Department of Healthcare and Family Services Expands Medicaid Coverage for Podiatric Services

On August 31, 2012, the Illinois Department of Healthcare and Family Services (HFS) issued a notice to participating Podiatrists regarding coverage for Medicaid patients over 21. Previously, on July 23, 2012, HFS issued a notice that, irresponsibly in this author’s opinion, drastically reduced the coverage of podiatric services for those over the age of 21 to “services provided to participants with diabetes for a diabetes-related condition of the foot/ankle.”

The July 23, 2012 notice appeared to limit services of podiatric services to patients that suffered from diabetes. However, there was an additional limitation included in the notice that was problematic. Namely, HFS clearly stated that payment would be provided solely for “diabetes-related condition(s).” What exactly qualified as a “diabetes-related condition” caused mass confusion among podiatrists trying to treat patients with diabetes.

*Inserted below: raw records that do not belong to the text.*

PR #2601, opened 2024-06-19
MessageTags: Add templating & edit

Luna-devv:
- Adds a way to put one tag into another:
```bash
# set via /tags create:
haha main

sub: [insert-tag:sub]
sub2: [insert-tag:sub2]
```
```bash
# when being ran:
haha main

sub: hello from sub tag
sub2: even
deeper
sub cmds
```

- Adds a way to edit existing tags with `/tags edit`
- Improves command descriptions

PR #3885, opened 2026-01-04
Improve usage of MessageTags

abb3v:
## MessageTags Modal Patch
I was always turned away from the existing MessageTags plugin on Vencord purely because it could not reasonably provide a way to have longer, multi-lined, or formatted messages.

The MessageTags plugin expects tags to be created through a command:
image

the problem is you cannot have multiple lines without manually typing `\n`, which isnt feasible for hand typed messages. 

#### proposed fix
Have a modal for MessageTags instead which allows these tags to be created in an editor which supports native formatting, editing after their creation, importing and exporting, and the ability to take an existing message and create a tag from it.

#### Import / Export

While Vencord handles global "Backup & Restore," adding independent Import/Export logic to a single plugin might seem unusual. But, although anecdotal, i found this useful for scenarios where:
* You may run a support server and want to share a list of canned responses (tags) with other staff members.
* This allows you to share your tags without exposing your entire Vencord configuration or forcing others to overwrite their own settings.

### Screenshots for the deaf

|muha | muja  | ebds  | image  |
|---|---|---|---|

### DIFF
--- a/src/plugins/messageTags/index.tsx
+++ b/src/plugins/messageTags/index.tsx
@@ -19,6 +19,7 @@ import { findGroupChildrenByChildId, NavContextMenuPatchCallback } from "@api/Co
 import { definePluginSettings } from "@api/Settings";
 import { Button } from "@components/Button";
 import { Heading, HeadingSecondary } from "@components/Heading";
+import { DeleteIcon } from "@components/Icons";
 import { Paragraph } from "@components/Paragraph";
 import { Devs } from "@utils/constants";
 import { classNameFactory } from "@utils/css";


abb3v:
fixed deprecation issues

abb3v:
Forgot to mention this ties in with #2601 and specifically the ability to import and export JSON. Although I do believe I may have changed how existing tags are handled with this... May need review.

https://github.com/Vendicated/Vencord/pull/2601#issuecomment-2182102966

Vendicated:
Thank you for your efforts, but this has been superseded by https://github.com/Vendicated/Vencord/commit/143bb60051b02e50c8536eeb2fc111f573f57dd3

You actually implemented it quite similarly to me but I wasn't really aware of this PR until now, very sorry about this :C 

image

image

image

If you can think of any further improvement to my change, feel free to adjust your PR to that and let me know. However, I don't think import/export should be a plugin specific feature, if anything it should just be a Vencord feature for every plugin

PR #3886, opened 2026-01-04
feat (plugin): RemoveShortcuts

MartinPrograms:
This plugin can disable arbitrary shortcuts from discord!

Discord's shortcuts are handled through a few independent systems, I've tried to implement this plugin using "combokeys", but a lot of shortcuts (like `ctrl+,` or `ctrl+/`) are handled elsewhere and can not be reliably disabled through that mechanism.

Because of that the plugin captures the keydown event, to intercept the shortcuts before they ever reach discord's internal handlers, this avoids incomplete coverage and is less brittle. 

This does involve adding a scoped DOM event listener. The implementation does not mutate the DOM, does not patch React components, and removes the listener when the plugin is disabled.


src/plugins/removeShortcuts/index.ts
```diff
@@ -0,0 +1,175 @@
...
+            default: true,
+            onChange(value) {
+                reloadRemoveCallShortcut(value);
+            },
+        },
+        userRemovedShortcuts: {
+            type: OptionType.STRING,
+            name: "Custom Removed Shortcuts",
+            description:
+                "A list of custom keyboard shortcuts to remove from Discord. Seperated by |, in the format `CTRL + Slash` or `ALT + KeyB`. Modifiers are optional. Example: `CTRL + SHIFT + KeyA | ALT + KeyC`",
```
imjustprism: read that "Seperated" again

the description feels waaaaay too long to me, also why you added ":3" 😭

src/plugins/removeShortcuts/index.ts
```diff
@@ -0,0 +1,175 @@
...
+        .split("|")
+        .map(l => l.trim())
+        .filter(l => l.length > 0);
+
+    combos = combos.filter(c => !c.userDefined);
+
+    for (const line of lines) {
+        const combo = parseCombo(line);
+        if (combo) {
+            (combo as KeyCombo).userDefined = true;
```
imjustprism: already checked above, cast does nothing

src/plugins/removeShortcuts/index.ts
```diff
@@ -0,0 +1,175 @@
...
+                    e.preventDefault();
+                    return;
+                }
+            }
+        };
+        document.addEventListener("keydown", keydownHandler, true);
+    },
+    stop() {
+        document.removeEventListener("keydown", keydownHandler!, true);
+        keydownHandler = null;
```
imjustprism: also clear the combos array here

src/plugins/removeShortcuts/index.ts
```diff
@@ -0,0 +1,175 @@
...
+function reloadRemoveCallShortcut(value: boolean) {
+    if (value) {
+        for (const combo of callShortcuts) {
+            if (!combos.find(c => matchesCombo(c, combo))) {
+                combos.push(combo);
+            }
+        }
+    } else {
+        for (const combo of callShortcuts) {
+            combos = combos.filter(c => !matchesCombo(c, combo));
```
imjustprism: filter runs every iteration

src/plugins/removeShortcuts/index.ts
MartinPrograms: Damn let me be silly man 😔

src/plugins/removeShortcuts/index.ts
```diff
@@ -0,0 +1,170 @@
...
+                if (combo.code !== "") return null;
+                combo.code = part;
+        }
+    }
+
+    return combo.code ? combo : null;
+}
+
+let keydownHandler: ((e: KeyboardEvent) => void) | null = null;
+let combos: KeyCombo[] = [];
```
imjustprism: move these inside plugin object

src/plugins/removeShortcuts/index.ts
```diff
@@ -0,0 +1,170 @@
...
+        a.ctrl === b.ctrl &&
+        a.shift === b.shift &&
+        a.alt === b.alt &&
+        a.meta === b.meta
+    );
+}
+
+function reloadRemoveCallShortcut(value: boolean) {
+    if (value) {
+        combos.push(...callShortcuts);
```
imjustprism: i think this adds duplicates every onchange

src/plugins/removeShortcuts/index.ts
```diff
@@ -0,0 +1,170 @@
...
+    description:
+        "Remove keyboard shortcuts from discord. By default `CTRL + '` and `CTRL + SHIFT + '` to call is disabled. This plugin blocks input from reaching Discord's keyboard shortcut handler.",
+    authors: [Devs.Kim],
+    start() {
+        if (keydownHandler) return;
+        reloadCombos(this.settings.store.userRemovedShortcuts);
+        reloadRemoveCallShortcut(this.settings.store.removeCallShortcut);
+        keydownHandler = (e: KeyboardEvent) => {
+            for (const combo of combos) {
+                if (matchesCombo(combo, {
```
imjustprism: probably its cleaner to use IS_MAC ? e.metaKey : e.ctrlKey
you can import it from @utils/constants

maddyuwu123:
this  would  be  a  nice  feature  to  have!!!!

PR #3888, opened 2026-01-05
Fix error when updatePopoutWindows is called before PopoutWindowStore is initialized

unsigned-32-bit-integer:


src/api/Themes.ts
```diff
@@ -92,6 +92,7 @@ function applyToPopout(popoutWindow: Window | undefined) {
 }
 
 function updatePopoutWindows() {
+    if (PopoutWindowStore === undefined) return;
```
thororen1234, line 95: `if (!PopoutWindowStore) return;`

imjustprism: https://github.com/Vendicated/Vencord/pull/3880 i have a fix here already

Vendicated:
thanks but fixed via https://github.com/Vendicated/Vencord/pull/3880!

PR #3889, opened 2026-01-06
AutoAffix Plugin

Falcon249:
Adds customizable prefix and/or suffix to messages.

### Features:
- Prefix/Suffix addition with space control
- Excludes slash commands
- Custom pattern filtering (skip messages containing specific words)
- Optional empty message handling
- Lightweight with minimal performance impact


Vendicated:
TextReplace can do this

PR #3890, opened 2026-01-06
feat(plugin): PopOut Plus

funteaqueue:
Pop out streams and cameras independently from each other.


funteaqueue:
Closing PR since discord released native version

PR #3895, opened 2026-01-09
fix(RCE): Don't recolor messages that failed to send

sillyElvy:
Recoloring messages that failed to send causes them to become indistinguishable from sent messages without hovering over them. They will appear sent, as if you're partaking in the current conversation, not showing you there was an issue, which makes this unwanted behaviour.
This PR resolves this and lets them appear red, as they do by default.
Earlier return is not possible due to react rules.

### DIFF
--- a/src/plugins/roleColorEverywhere/index.tsx
+++ b/src/plugins/roleColorEverywhere/index.tsx
@@ -105,8 +105,8 @@ export default definePlugin({
             find: 'tutorialId:"whos-online',
             replacement: [
                 {
-                    match: /null,\i," — ",\i\]/,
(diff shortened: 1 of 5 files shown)


src/plugins/roleColorEverywhere/index.tsx
```diff
@@ -192,6 +192,9 @@ export default definePlugin({
             const { messageSaturation } = settings.use(["messageSaturation"]);
             const author = useMessageAuthor(message);
 
+            // Do not apply role color if the send fails, otherwise it becomes indistinguishable if the message is sent
+            if (message.state === "SEND_FAILED") return;
```
Vendicated:
```suggestion
            if (message.state !== "SENT") return;
```

PR #3053, opened 2025-05-24
tr1/savegame_bson: reset no room value in early saves 

### LINKED ISSUE #3052: TR1X Crash in Tomb of Tihocan after Pierre DuPont-Fight
When you finally have won against Pierre DuPont and he sinks to the ground, the game crashes.
Here are the Crashdump and Log: 

[Crashdump.zip](https://github.com/user-attachments/files/20416833/Crashdump.zip)

lahm86:
Resolves #3052.

#### Checklist

#### Description

0351429 merged the `NO_ROOM` definitions; any TR1 savegames made prior to 4.11 would have stored carried items with room numbers of 255, and no check was added with the definition change for this scenario - so this as a result was causing the crash on load as it was seeing 255 as a valid room number. This ensures the numbers get reset to -1 on load to allow the carrier module to proceed safely when the items actually drop. I've had to uprev the savegame version as this could impact saves made both in 4.10 and below and those re-saved from older versions with 4.11.

I've also tidied up some issues in the carrier module (thank you @rr- for finding these). So a general check of drops in both games would be good too here.

### DIFF
--- a/docs/tr1/CHANGELOG.md
+++ b/docs/tr1/CHANGELOG.md
@@ -1,6 +1,7 @@
 ## [Unreleased](https://github.com/LostArtefacts/TRX/compare/tr1-4.11.1...develop) - ××××-××-××
 - changed examine item descriptions to remove extra blank lines
 - fixed examine item overlapping with other UI elements at large text scales
+- fixed a crash related to carried items if using saves made prior to 4.11 (#3052, regression from 4.11)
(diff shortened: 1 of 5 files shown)


aredfan (approved):

rr- (approved):
I think we'll need a hotfix right?

lahm86:
> I think we'll need a hotfix right?

Yeah, that sounds good.

PR #3063, opened 2025-05-25
tr2/objects/final_level_counter: fix boss proximity logic

### LINKED ISSUE #3062: OG bug: HSH always picks the same boss
The final level counter is supposed to pick the nearest boss (type 20) to Lara once all the other enemies are defeated. The logic is flawed however and as a result, item 4 is always selected.

lahm86:
Resolves #3062.

#### Checklist

#### Description

This ensures that the best boss in terms of proximity is selected in the final level.

### DIFF
--- a/docs/tr2/CHANGELOG.md
+++ b/docs/tr2/CHANGELOG.md
@@ -3,6 +3,7 @@
 - fixed a missing collapsible tile trigger in The Cold War room 82 (#3058)
 - fixed missing sound effects for collapsible tiles in Opera House and Catacombs of the Talion (#2262, #2872)
 - fixed texture and visibility issues with the skyboxes in The Cold War and Kingdom (#3056)
+- fixed the same boss item always being selected in Home Sweet Home, regardless of Lara's proximity (#3062)
 - improved word wrapping algorithm in the dev console
 
 ## [1.1](https://github.com/LostArtefacts/TRX/compare/tr2-1.0.2...tr2-1.1) - 2025-05-23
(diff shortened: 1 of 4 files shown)


rr- (approved):
WDYT of the speedrunning? Maybe let's leave a `// NOTE` if we don't want a setting for it (and I don't really want it seeing how nobody even considers TRX for speedrunning of any sort)

lahm86:
> WDYT of the speedrunning? Maybe let's leave a `// NOTE` if we don't want a setting for it (and I don't really want it seeing how nobody even considers TRX for speedrunning of any sort)

Yeah, I think it's fine as you can still manipulate the spawn. If you do the "normal" speedrun route of this level, and finish off the regular enemies in the front courtyard, item 4 still spawns. You could probably get the closer one to spawn too, so if anything it'd be an advantage. I've added a comment.

lahm86:
Oh wait, this brings another bug to light - if you save after the first boss is activated, move somewhere else and reload, another boss gets activated too. In OG, because it always picked the same one, it didn't matter. Will fix.

lahm86:
> Oh wait, this brings another bug to light - if you save after the first boss is activated, move somewhere else and reload, another boss gets activated too. In OG, because it always picked the same one, it didn't matter. Will fix.

Fixed. There was some stale logic related to this in `decomp.c` as it was assuming to be run post load. But the logic didn't make much sense as the timer before the shower cutscene (`g_FinalBossActive`) doesn't start until the boss is defeated. In OG, if you load a save after killing the boss, the timer starts again at 0 anyway.

Scenarios to check as well as proximity:
- Activate a boss, then move elsewhere near to where another boss is. Save and reload.
- Same as above, but save after killing the active boss.

aredfan (approved):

Fortunately, HFS quickly realized this and issued a new notice on August 31, 2012 stating: “Effective with dates of service July 1, 2012 and after, coverage of podiatric services provided to participants 21 years of age and older will be limited to services provided to participants with diabetes. Covered routine foot care services will be payable once every 61 days.” Pursuant to the notice, the July 23, 2012 notice was superseded. Since both notices state the effective date of service is July 1, 2012, it is also safe to assume that any services provided that would not be covered under the July 23, 2012 policy, but that would be covered under the August 31, 2012 policy, are going to be covered by Medicaid.

Similar to the prior notice, the August 31, 2012 requires participants to include a primary diagnosis code of diabetes when billing for services (ICD-9-CM-250.xx range). HFS also requests that the secondary code reflect the condition being treated (ie bunions, hammertoes, diabetic foot ulcers, etc).

As an aside, both notices clearly indicate that Medicaid coverage for those under the age of 21 did not change.